╭─ SUPPLIED RECORDS
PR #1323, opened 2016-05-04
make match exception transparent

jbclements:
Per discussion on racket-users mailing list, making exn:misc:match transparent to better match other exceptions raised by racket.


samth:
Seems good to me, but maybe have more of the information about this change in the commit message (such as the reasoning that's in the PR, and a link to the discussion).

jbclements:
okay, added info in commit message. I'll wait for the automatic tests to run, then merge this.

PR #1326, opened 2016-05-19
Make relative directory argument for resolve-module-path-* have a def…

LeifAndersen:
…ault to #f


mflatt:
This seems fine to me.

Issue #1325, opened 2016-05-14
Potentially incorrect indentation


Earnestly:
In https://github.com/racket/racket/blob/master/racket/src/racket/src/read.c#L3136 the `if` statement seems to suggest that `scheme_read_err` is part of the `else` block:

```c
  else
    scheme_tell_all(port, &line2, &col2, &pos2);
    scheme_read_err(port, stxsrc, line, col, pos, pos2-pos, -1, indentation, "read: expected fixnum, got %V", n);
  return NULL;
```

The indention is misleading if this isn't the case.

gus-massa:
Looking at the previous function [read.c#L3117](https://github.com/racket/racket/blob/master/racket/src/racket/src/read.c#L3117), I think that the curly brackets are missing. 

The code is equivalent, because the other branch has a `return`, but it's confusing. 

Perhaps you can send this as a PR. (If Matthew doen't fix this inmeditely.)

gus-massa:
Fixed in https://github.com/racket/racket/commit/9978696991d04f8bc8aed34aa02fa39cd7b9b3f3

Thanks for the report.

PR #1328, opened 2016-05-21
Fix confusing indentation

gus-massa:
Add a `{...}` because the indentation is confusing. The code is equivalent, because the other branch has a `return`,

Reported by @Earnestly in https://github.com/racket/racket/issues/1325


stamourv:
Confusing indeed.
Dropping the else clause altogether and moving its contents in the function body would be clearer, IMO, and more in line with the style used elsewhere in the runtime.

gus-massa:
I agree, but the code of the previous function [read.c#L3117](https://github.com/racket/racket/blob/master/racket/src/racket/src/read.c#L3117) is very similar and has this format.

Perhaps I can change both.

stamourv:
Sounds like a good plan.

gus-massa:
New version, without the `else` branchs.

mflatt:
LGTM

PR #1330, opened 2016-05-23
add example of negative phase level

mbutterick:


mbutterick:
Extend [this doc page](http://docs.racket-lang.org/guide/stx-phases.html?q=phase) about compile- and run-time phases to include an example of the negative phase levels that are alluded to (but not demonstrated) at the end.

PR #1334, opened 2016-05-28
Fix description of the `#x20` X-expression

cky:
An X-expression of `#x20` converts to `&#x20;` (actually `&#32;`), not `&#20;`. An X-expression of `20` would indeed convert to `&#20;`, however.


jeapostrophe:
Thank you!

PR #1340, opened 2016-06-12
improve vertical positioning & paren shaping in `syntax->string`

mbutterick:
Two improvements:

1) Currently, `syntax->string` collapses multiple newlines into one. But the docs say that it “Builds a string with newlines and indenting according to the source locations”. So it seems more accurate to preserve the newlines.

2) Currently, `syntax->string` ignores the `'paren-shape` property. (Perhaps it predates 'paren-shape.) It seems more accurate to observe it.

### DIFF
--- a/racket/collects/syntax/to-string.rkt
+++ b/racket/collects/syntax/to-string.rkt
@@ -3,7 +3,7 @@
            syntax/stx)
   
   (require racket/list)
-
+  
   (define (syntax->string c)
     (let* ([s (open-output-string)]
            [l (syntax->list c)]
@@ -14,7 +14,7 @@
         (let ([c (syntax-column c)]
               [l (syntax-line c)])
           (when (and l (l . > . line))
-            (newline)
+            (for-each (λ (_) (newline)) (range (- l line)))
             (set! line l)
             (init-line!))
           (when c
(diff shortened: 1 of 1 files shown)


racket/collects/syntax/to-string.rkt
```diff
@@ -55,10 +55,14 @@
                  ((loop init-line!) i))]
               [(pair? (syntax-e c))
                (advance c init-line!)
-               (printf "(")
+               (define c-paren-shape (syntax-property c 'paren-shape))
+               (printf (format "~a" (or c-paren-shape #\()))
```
╰─
### TO DO
The listing is to be retyped in full, exactly as shown.

### WRITTEN RESPONSE
PR #1323, opened 2016-05-04
make match exception transparent

jbclements:
Per discussion on racket-users mailing list, making exn:misc:match transparent to better match other exceptions raised by racket.


samth:
Seems good to me, but maybe have more of the information about this change in the commit message (such as the reasoning that's in the PR, and a link to the discussion).

jbclements:
okay, added info in commit message. I'll wait for the automatic tests to run, then merge this.

PR #1326, opened 2016-05-19
Make relative directory argument for resolve-module-path-* have a def…

LeifAndersen:
…ault to #f


mflatt:
This seems fine to me.

Issue #1325, opened 2016-05-14
Potentially incorrect indentation


Earnestly:
In https://github.com/racket/racket/blob/master/racket/src/racket/src/read.c#L3136 the `if` statement seems to suggest that `scheme_read_err` is part of the `else` block:

```c
  else
    scheme_tell_all(port, &line2, &col2, &pos2);
    scheme_read_err(port, stxsrc, line, col, pos, pos2-pos, -1, indentation, "read: expected fixnum, got %V", n);
  return NULL;
```

The indention is misleading if this isn't the case.

gus-massa:
Looking at the previous function [read.c#L3117](https://github.com/racket/racket/blob/master/racket/src/racket/src/read.c#L3117), I think that the curly brackets are missing. 

The code is equivalent, because the other branch has a `return`, but it's confusing. 

Perhaps you can send this as a PR. (If Matthew doen't fix this inmeditely.)

gus-massa:
Fixed in https://github.com/racket/racket/commit/9978696991d04f8bc8aed34aa02fa39cd7b9b3f3

Thanks for the report.

PR #1328, opened 2016-05-21
Fix confusing indentation

gus-massa:
Add a `{...}` because the indentation is confusing. The code is equivalent, because the other branch has a `return`,

Reported by @Earnestly in https://github.com/racket/racket/issues/1325


stamourv:
Confusing indeed.
Dropping the else clause altogether and moving its contents in the function body would be clearer, IMO, and more in line with the style used elsewhere in the runtime.

gus-massa:
I agree, but the code of the previous function [read.c#L3117](https://github.com/racket/racket/blob/master/racket/src/racket/src/read.c#L3117) is very similar and has this format.

Perhaps I can change both.

stamourv:
Sounds like a good plan.

gus-massa:
New version, without the `else` branchs.

mflatt:
LGTM

PR #1330, opened 2016-05-23
add example of negative phase level

mbutterick:


mbutterick:
Extend [this doc page](http://docs.racket-lang.org/guide/stx-phases.html?q=phase) about compile- and run-time phases to include an example of the negative phase levels that are alluded to (but not demonstrated) at the end.

PR #1334, opened 2016-05-28
Fix description of the `#x20` X-expression

cky:
An X-expression of `#x20` converts to `&#x20;` (actually `&#32;`), not `&#20;`. An X-expression of `20` would indeed convert to `&#20;`, however.


jeapostrophe:
Thank you!

PR #1340, opened 2016-06-12
improve vertical positioning & paren shaping in `syntax->string`

mbutterick:
Two improvements:

1) Currently, `syntax->string` collapses multiple newlines into one. But the docs say that it “Builds a string with newlines and indenting according to the source locations”. So it seems more accurate to preserve the newlines.

2) Currently, `syntax->string` ignores the `'paren-shape` property. (Perhaps it predates 'paren-shape.) It seems more accurate to observe it.

### DIFF
--- a/racket/collects/syntax/to-string.rkt
+++ b/racket/collects/syntax/to-string.rkt
@@ -3,7 +3,7 @@
            syntax/stx)
   
   (require racket/list)
-
+  
   (define (syntax->string c)
     (let* ([s (open-output-string)]
            [l (syntax->list c)]
@@ -14,7 +14,7 @@
         (let ([c (syntax-column c)]
               [l (syntax-line c)])
           (when (and l (l . > . line))
-            (newline)
+            (for-each (λ (_) (newline)) (range (- l line)))
             (set! line l)
             (init-line!))
           (when c
(diff shortened: 1 of 1 files shown)


racket/collects/syntax/to-string.rkt
```diff
@@ -55,10 +55,14 @@
                  ((loop init-line!) i))]
               [(pair? (syntax-e c))
                (advance c init-line!)
-               (printf "(")
+               (define c-paren-shape (syntax-property c 'paren-shape))
+               (printf (format "~a" (or c-paren-shape #\()))
```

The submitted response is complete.